Write out every record below exactly as it appears.
Records for processing section start
PR #1840, opened 2017-03-30
DDF-2917 (2.10.x) Update caching to exclude base app pages and html

andrewkfiedler:
#### What does this PR do?
 - As of DDF-2893, we're caching everything far too aggressively.
 - This update allows apps to perform their own cache busting between versions, see DDF-2916.
 - Without this, a user will need to clear their cache (or wait a week) when upgrading to new versions.

@andrewkfiedler
@djblue 
@rzwiefel 
@kcwire
@pklinef

Go to the admin application.  Verify that the main app page and any html pages within do not get cached.  Verify that other assets do.

https://codice.atlassian.net/browse/DDF-2917

### DIFF
--- a/platform/platform-filter-response/src/main/java/org/codice/ddf/platform/response/filter/ResponseFilter.java
+++ b/platform/platform-filter-response/src/main/java/org/codice/ddf/platform/response/filter/ResponseFilter.java
@@ -23,6 +23,7 @@ import javax.servlet.FilterConfig;
 import javax.servlet.ServletException;
 import javax.servlet.ServletRequest;
 import javax.servlet.ServletResponse;
+import javax.servlet.http.HttpServletRequest;
 import javax.servlet.http.HttpServletResponse;
 
 import org.slf4j.Logger;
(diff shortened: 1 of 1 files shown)


platform/platform-filter-response/src/main/java/org/codice/ddf/platform/response/filter/ResponseFilter.java
```diff
@@ -59,16 +60,17 @@
             X_CONTENT_SECURITY_POLICY + "=" + DEFAULT_CONTENT_SECURITY_POLICY,
             CACHE_CONTROL + "=" + DEFAULT_CACHE_CONTROL_VALUE);
 
-    @Override
-    public void init(FilterConfig filterConfig) throws ServletException {
-        LOGGER.debug("Initializing Response Security Filter.");
+    // Index paths (such as /search/catalog/ or /admin/) should never be cached
+    private void disableCachingForHTML(HttpServletRequest request, HttpServletResponse response) {
```
brendan-hofmann: I think this invalidates the comment in the pom. 😄 We should unit test each case handled here.

We should also probably update the documentation for this component, to reflect that we automatically disable caching for html and index paths, regardless of what is specified in the configuration.

andrewkfiedler: Sounds good, can you work with me on this update?  Trying to get it in for the 2.10.2 release.

pklinef: I agree that in general this should be configurable but that can maybe wait to be done on master with #1841 so this is at least fixed for 2.10.2.

brendan-hofmann: Given the upcoming release I agree those can wait for the master PR, like @pklinef said.

rzwiefel:
build now

rzwiefel:
Heroed.
Confirmed cache busting works on all root pages and html pages.

PR #1870, opened 2017-04-10
DDF-2920 Added initial jenkinsfile for Nightly Linux DDF pipelines build

mcalcote:
#### What does this PR do?
This initial PR is a WIP that's goal is to add the Jenkinsfile to the build and setup the format for improvements for the following tickets.

@clockard @oconnormi @LinkMJB 

**I will add more reviewers/committers after initial feedback or close and reopen when this is in a more finished state**

[DDF-2920](https://codice.atlassian.net/browse/DDF-2920)

### DIFF
--- a/Jenkinsfile
+++ b/Jenkinsfile
@@ -1,0 +1,82 @@
+pipeline {
+    agent none
+    environment {
+        projectName = 'DDF'
+    }
+    stages {
+        stage('Setup') {
+            steps{
+                notifySlack('good', "STARTED: ${JOB_NAME} ${BUILD_NUMBER} ${BUILD_URL}")
+            }
+        }
+        stage('Parallel Build') {
+            //TODO Parallel Stage Syntax may soon be changing for declaritive Jenkinsfiles - https://issues.jenkins-ci.org/browse/JENKINS-41334
+            steps{
+                parallel(
+                    linux: {
+                        node('linux-small') {
+                            timeout(time: 3, unit: 'HOURS') {
+                                checkout scm
+                                withMaven(maven: 'M3', mavenSettingsConfig: 'codice-maven-settings') {
+                                    sh 'mvn clean install'
+                                }
+                            }
+                        }
+                    }, windows: {
+                        node('proxmox-windows'){
+                            timeout(time: 3, unit: 'HOURS') {
+                                checkout scm
+                                withMaven(maven: 'M3', mavenSettingsConfig: 'codice-maven-settings') {
+                                    bat 'mvn clean install'
+                                }
+                            }
+                        }
+                    }
+                )
+            }
+        }
+        stage('Static Analysis') {
+            agent { label 'linux-small' }
+            steps{
+                timeout(time: 2, unit: 'MINUTES') {
+                    sh """echo Static Analysis run of "$projectName" """
+                    //TODO 6147 Add SA tools
+                }
+            }
+            post {
+                failure {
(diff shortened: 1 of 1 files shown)


Jenkinsfile
```diff
@@ -0,0 +1,91 @@
...
+    environment {
+        // What variables do we need here
+        projectName = 'DDF'
+    }
+    stages {
+        stage('Build') {
+            // Parallel Stage Syntax may soon be changing for declaritive Jenkinsfile(s)
+            // https://issues.jenkins-ci.org/browse/JENKINS-41334
+            steps{
+                parallel (
```
mcalcote: pretty sure this isn't the correct usage

Jenkinsfile
```diff
@@ -0,0 +1,91 @@
+pipeline {
+    agent {
+        label 'linux-large'
+        //TODO 6146 windows builds ?using label 'proxmox-windows'?
```
clockard: might be able to use 'node' syntax so you can have the windows and linux work in parallel.

Jenkinsfile
```diff
@@ -0,0 +1,91 @@
...
+    }
+    environment {
+        // What variables do we need here
+        projectName = 'DDF'
```
clockard: In the future I think this is where we would set variables to indicate if this is a pr build, master build or a nightly build.

Jenkinsfile
clockard: I think the parallel part might work at a higher level so we could run linux and windows builds in parallel

Jenkinsfile
```diff
@@ -0,0 +1,91 @@
...
+                    "linuxBuild" : {
+                        steps {
+                            slackSend color: 'good', message: "STARTED: Job ${BUILD_NUMBER}"
+                            sh """echo Full build of the "$projectName" "$GIT_BRANCH" branch"""
+                            withMaven(maven: 'M3', mavenSettingsConfig: 'codice-maven-settings') {
+                                //TODO update mavenSettingsConfig with a valid config
+                                //sh 'mvn clean install -T 16 -P!documentation -P!findbugs -DskipTests=true -Dpmd.skip=true -Djacoco.skip=true -Dfindbugs.skip=true -Dcheckstyle.skip=true'
+
+                                //run full build here until we can clean the maven phases further
+                                sh 'mvn clean install'
```
clockard: I think initially all we want to skip itest here using something like ` -pl \!:test-itests-ddf` and then only build/run the itests in the Integration Test stage.

Jenkinsfile
```diff
@@ -0,0 +1,91 @@
...
+                            }
+                        }
+                    }
+                )
+            }
+        }
+        stage('Unit Test') {
```
clockard: Until we get our poms/dependencies worked out we can't really run this separately.

Jenkinsfile
mcalcote: We might need to fallback to the 'node' scripted syntax. I will see how possible it is to manage agents in the declarative pipelines format.

Jenkinsfile
mcalcote: We can pull a little from the pre-exisiting pipelines environment variables. For the nightly(s) we could use the project names and that will likely be descriptive enough.

Jenkinsfile
mcalcote: Yeah, I wonder how far off we are....

mcalcote:
Closing to reopen and a full PR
Records for processing section end
→ **Result of this task**:
PR #1840, opened 2017-03-30
DDF-2917 (2.10.x) Update caching to exclude base app pages and html

andrewkfiedler:
#### What does this PR do?
 - As of DDF-2893, we're caching everything far too aggressively.
 - This update allows apps to perform their own cache busting between versions, see DDF-2916.
 - Without this, a user will need to clear their cache (or wait a week) when upgrading to new versions.

@andrewkfiedler
@djblue 
@rzwiefel 
@kcwire
@pklinef

Go to the admin application.  Verify that the main app page and any html pages within do not get cached.  Verify that other assets do.

https://codice.atlassian.net/browse/DDF-2917

### DIFF
--- a/platform/platform-filter-response/src/main/java/org/codice/ddf/platform/response/filter/ResponseFilter.java
+++ b/platform/platform-filter-response/src/main/java/org/codice/ddf/platform/response/filter/ResponseFilter.java
@@ -23,6 +23,7 @@ import javax.servlet.FilterConfig;
 import javax.servlet.ServletException;
 import javax.servlet.ServletRequest;
 import javax.servlet.ServletResponse;
+import javax.servlet.http.HttpServletRequest;
 import javax.servlet.http.HttpServletResponse;
 
 import org.slf4j.Logger;
(diff shortened: 1 of 1 files shown)


platform/platform-filter-response/src/main/java/org/codice/ddf/platform/response/filter/ResponseFilter.java
```diff
@@ -59,16 +60,17 @@
             X_CONTENT_SECURITY_POLICY + "=" + DEFAULT_CONTENT_SECURITY_POLICY,
             CACHE_CONTROL + "=" + DEFAULT_CACHE_CONTROL_VALUE);
 
-    @Override
-    public void init(FilterConfig filterConfig) throws ServletException {
-        LOGGER.debug("Initializing Response Security Filter.");
+    // Index paths (such as /search/catalog/ or /admin/) should never be cached
+    private void disableCachingForHTML(HttpServletRequest request, HttpServletResponse response) {
```
brendan-hofmann: I think this invalidates the comment in the pom. 😄 We should unit test each case handled here.

We should also probably update the documentation for this component, to reflect that we automatically disable caching for html and index paths, regardless of what is specified in the configuration.

andrewkfiedler: Sounds good, can you work with me on this update?  Trying to get it in for the 2.10.2 release.

pklinef: I agree that in general this should be configurable but that can maybe wait to be done on master with #1841 so this is at least fixed for 2.10.2.

brendan-hofmann: Given the upcoming release I agree those can wait for the master PR, like @pklinef said.

rzwiefel:
build now

rzwiefel:
Heroed.
Confirmed cache busting works on all root pages and html pages.

PR #1870, opened 2017-04-10
DDF-2920 Added initial jenkinsfile for Nightly Linux DDF pipelines build

mcalcote:
#### What does this PR do?
This initial PR is a WIP that's goal is to add the Jenkinsfile to the build and setup the format for improvements for the following tickets.

@clockard @oconnormi @LinkMJB 

**I will add more reviewers/committers after initial feedback or close and reopen when this is in a more finished state**

[DDF-2920](https://codice.atlassian.net/browse/DDF-2920)

### DIFF
--- a/Jenkinsfile
+++ b/Jenkinsfile
@@ -1,0 +1,82 @@
+pipeline {
+    agent none
+    environment {
+        projectName = 'DDF'
+    }
+    stages {
+        stage('Setup') {
+            steps{
+                notifySlack('good', "STARTED: ${JOB_NAME} ${BUILD_NUMBER} ${BUILD_URL}")
+            }
+        }
+        stage('Parallel Build') {
+            //TODO Parallel Stage Syntax may soon be changing for declaritive Jenkinsfiles - https://issues.jenkins-ci.org/browse/JENKINS-41334
+            steps{
+                parallel(
+                    linux: {
+                        node('linux-small') {
+                            timeout(time: 3, unit: 'HOURS') {
+                                checkout scm
+                                withMaven(maven: 'M3', mavenSettingsConfig: 'codice-maven-settings') {
+                                    sh 'mvn clean install'
+                                }
+                            }
+                        }
+                    }, windows: {
+                        node('proxmox-windows'){
+                            timeout(time: 3, unit: 'HOURS') {
+                                checkout scm
+                                withMaven(maven: 'M3', mavenSettingsConfig: 'codice-maven-settings') {
+                                    bat 'mvn clean install'
+                                }
+                            }
+                        }
+                    }
+                )
+            }
+        }
+        stage('Static Analysis') {
+            agent { label 'linux-small' }
+            steps{
+                timeout(time: 2, unit: 'MINUTES') {
+                    sh """echo Static Analysis run of "$projectName" """
+                    //TODO 6147 Add SA tools
+                }
+            }
+            post {
+                failure {
(diff shortened: 1 of 1 files shown)


Jenkinsfile
```diff
@@ -0,0 +1,91 @@
...
+    environment {
+        // What variables do we need here
+        projectName = 'DDF'
+    }
+    stages {
+        stage('Build') {
+            // Parallel Stage Syntax may soon be changing for declaritive Jenkinsfile(s)
+            // https://issues.jenkins-ci.org/browse/JENKINS-41334
+            steps{
+                parallel (
```
mcalcote: pretty sure this isn't the correct usage

Jenkinsfile
```diff
@@ -0,0 +1,91 @@
+pipeline {
+    agent {
+        label 'linux-large'
+        //TODO 6146 windows builds ?using label 'proxmox-windows'?
```
clockard: might be able to use 'node' syntax so you can have the windows and linux work in parallel.

Jenkinsfile
```diff
@@ -0,0 +1,91 @@
...
+    }
+    environment {
+        // What variables do we need here
+        projectName = 'DDF'
```
clockard: In the future I think this is where we would set variables to indicate if this is a pr build, master build or a nightly build.

Jenkinsfile
clockard: I think the parallel part might work at a higher level so we could run linux and windows builds in parallel

Jenkinsfile
```diff
@@ -0,0 +1,91 @@
...
+                    "linuxBuild" : {
+                        steps {
+                            slackSend color: 'good', message: "STARTED: Job ${BUILD_NUMBER}"
+                            sh """echo Full build of the "$projectName" "$GIT_BRANCH" branch"""
+                            withMaven(maven: 'M3', mavenSettingsConfig: 'codice-maven-settings') {
+                                //TODO update mavenSettingsConfig with a valid config
+                                //sh 'mvn clean install -T 16 -P!documentation -P!findbugs -DskipTests=true -Dpmd.skip=true -Djacoco.skip=true -Dfindbugs.skip=true -Dcheckstyle.skip=true'
+
+                                //run full build here until we can clean the maven phases further
+                                sh 'mvn clean install'
```
clockard: I think initially all we want to skip itest here using something like ` -pl \!:test-itests-ddf` and then only build/run the itests in the Integration Test stage.

Jenkinsfile
```diff
@@ -0,0 +1,91 @@
...
+                            }
+                        }
+                    }
+                )
+            }
+        }
+        stage('Unit Test') {
```
clockard: Until we get our poms/dependencies worked out we can't really run this separately.

Jenkinsfile
mcalcote: We might need to fallback to the 'node' scripted syntax. I will see how possible it is to manage agents in the declarative pipelines format.

Jenkinsfile
mcalcote: We can pull a little from the pre-exisiting pipelines environment variables. For the nightly(s) we could use the project names and that will likely be descriptive enough.

Jenkinsfile
mcalcote: Yeah, I wonder how far off we are....

mcalcote:
Closing to reopen and a full PR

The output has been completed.